PR #337, opened 2018-08-21
add data header in BQ to VCF pipeline #85

allieychen:
- Add the VCF data header in the BQ to VCF pipeline.
- The call names in the header will be sorted.

Tested: unit tests & Manually run BQ to VCF.

### DIFF
--- a/gcp_variant_transforms/transforms/combine_call_names.py
+++ b/gcp_variant_transforms/transforms/combine_call_names.py
@@ -14,7 +14,7 @@
 
 """A PTransform to combine call names from all variants."""
 
-from typing import List  # pylint: disable=unused-import
+from typing import List, Tuple  # pylint: disable=unused-import
 
 import apache_beam as beam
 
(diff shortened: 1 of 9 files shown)


gcp_variant_transforms/transforms/densify_variants_test.py
```diff
@@ -30,13 +30,25 @@
...
 
-  def test_add_missing_calls(self):
-    transform = densify_variants.DensifyVariants()
-    variant = vcfio.Variant(calls=[vcfio.VariantCall(name='sample2')])
-    new_variant = transform._densify_variants(
-        variant, ['sample1', 'sample2', 'sample3'])
-    call_names = [call.name for call in new_variant.calls]
-    self.assertItemsEqual(call_names, ['sample1', 'sample2', 'sample3'])
+  def test_densify_variants_pipeline_no_calls(self):
+    call_names = ['sample1', 'sample2', 'sample3']
```
arostamianfar: nit: since call_names is now only used once (and are intentionally ignored), consider just hardcoding it inside `VariantCall(name=...)`. You can add a comment about why the calls are ignored too.

gcp_variant_transforms/transforms/combine_call_names.py
```diff
@@ -0,0 +1,59 @@
...
+  """A PTransform to combine call names from all variants."""
+
+  def _get_call_names(self, variant):
+    # type: (vcf_parser.Variant) -> Tuple[str]
+    """Returns the names of all calls for the variant."""
+    call_names = [call.name for call in variant.calls]
+    if len(call_names) != len(set(call_names)):
+      raise ValueError('There are duplicate call names in the variant {}'.
+                       format(variant))
+    return tuple(call_names)
```
arostamianfar: curious: why change this to a tuple instead of just a list? is it to emphasize immutability?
——
- _How to complete this task_:
Pull every line holding "header" out of the records.

- _Solution below_:
add data header in BQ to VCF pipeline #85
- Add the VCF data header in the BQ to VCF pipeline.
- The call names in the header will be sorted.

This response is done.